When a woman arrives at a police station to register a complaint of rape, first she faces leers, then, the officer in charge makes comments like “how is it possible for someone to be raped in a moving car? Can you show me the exact position you were in when you were raped?” Then, when she refuses to be intimidated by all this, and insists on registering a complaint, they tell her to come back the next day, with a written statement, because apparently her STORY was inconsistent. When the case is finally registered, the chief of police makes statements like “she is already separated from her husband, what was a mother of two doing in a nightclub so late at night?” as if who she is and where she was has anything to do with it.

This only amply illustrates the Indian mentality. For a woman, being in a nightclub is an automatic certificate of loose morals. From personal experience, I can say this is not a rare mentality. When some friends and I made plans to go dancing, I made the mistake of inviting a young relative and his wife to come along. When he mentioned the plans at home, all hell broke loose! The outing was compared to going to some 10 rupees a pop prostitute! Keep in mind that this was not some man planning to visit a seedy dance bar with cronies. This was a bunch of married and committed people, with their spouses and partners, going to a reputed discotheque, in a group. No hanky panky, no seediness, nothing. Just some harmless fun. Not surprising then that a married but separated woman, alone in a nightclub at 2 am, is seen as little more than an escort. The point though, (which Indians will never get) is that it doesn’t matter. Even if the person is a prostitute, selling his/her body for money, they still have the right to say no, and no one, absolutely no one has ANY right to force any sexual activity on them.

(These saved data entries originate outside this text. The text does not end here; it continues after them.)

PR #6052, opened 2024-10-29
rsz: add detailed_routing as parasitics source

eder-matheus:
This first step only adds `detailed_routing` as a new source of parasitics, and is used mainly to avoid calculating the parasitics from wire load models.

In the first iteration on each net, the droute parasitics are used, but once the net is changed, later iterations will use the global routing parasitics for estimation. At some point we should be able to detail route again specific nets inside the repair_timing flow.

Last, I'm checking if the design is routed to define the parasitics source as detailed_routing. It doesn't seem the ideal way, but I didn't find any functions in STA to detect there are parasitics present in its internal structures. Another option would be have a command that the user explicitly calls to define detailed_routing as the parasitics source.

I'm open to suggestions on how to improve this part of the code.

### DIFF
--- a/src/rsz/src/EstimateWireParasitics.cc
+++ b/src/rsz/src/EstimateWireParasitics.cc
@@ -349,7 +349,8 @@ void Resizer::updateParasitics(bool save_guides)
       }
       parasitics_invalid_.clear();
       break;
-    case ParasiticsSrc::global_routing: {
+    case ParasiticsSrc::global_routing:
+    case ParasiticsSrc::detailed_routing: {
       incr_groute_->updateRoutes(save_guides);
       for (const Net* net : parasitics_invalid_) {
         global_router_->estimateRC(db_network_->staToDb(net));
@@ -357,7 +358,6 @@ void Resizer::updateParasitics(bool save_guides)
       parasitics_invalid_.clear();
       break;
     }
-    case ParasiticsSrc::detailed_routing:
     case ParasiticsSrc::none:
       break;
   }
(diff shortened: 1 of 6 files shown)


src/rsz/src/EstimateWireParasitics.cc
```diff
@@ -294,6 +294,9 @@ void Resizer::estimateParasitics(ParasiticsSrc src,
       global_router_->estimateRC(spef_writer.get());
       parasitics_src_ = ParasiticsSrc::global_routing;
       break;
+    case ParasiticsSrc::detailed_routing:
+      parasitics_src_ = ParasiticsSrc::detailed_routing;
+      break;
```
maliberty, line 299: Is it right that this does no estimation?

src/rsz/src/EstimateWireParasitics.cc
```diff
@@ -391,6 +397,8 @@ void Resizer::ensureWireParasitic(const Pin* drvr_pin, const Net* net)
         parasitics_invalid_.erase(net);
         break;
       }
+      case ParasiticsSrc::detailed_routing:
+        break;
```
maliberty, line 401: no action?

maliberty:
Even if you could ask sta if it has parasitics, it wouldn't know the source of them.

src/rsz/src/EstimateWireParasitics.cc
eder-matheus: The way I'm implementing it on ORFS, we already load the SPEF file after writing it with RCX, so no estimation is needed. Perhaps in the future we want to call rcx and load the spef data only in C++, and here would be a correct place for it.

Maybe I can add a comment about these future plans here?

src/rsz/src/EstimateWireParasitics.cc
eder-matheus: Similar comment here. The idea is that the parasitics are already loaded in sta.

We also don’t seem to understand, as a culture, that rape is not a crime about sex. It is about violence and power. If it was about sex and attraction, random strangers wouldn’t grope women they don’t know in buses and trains. If it was about sex and attraction, 10 month old babies and 90 year old grandmothers would not be routinely raped. If it was about sex and attraction, male rape would not be such a major part of subduing your enemies and the prisoners of war in any combat situation. RAPE IS VIOLENCE pure and simple. It is one party ASSERTING THEIR POWER over someone they see as less powerful.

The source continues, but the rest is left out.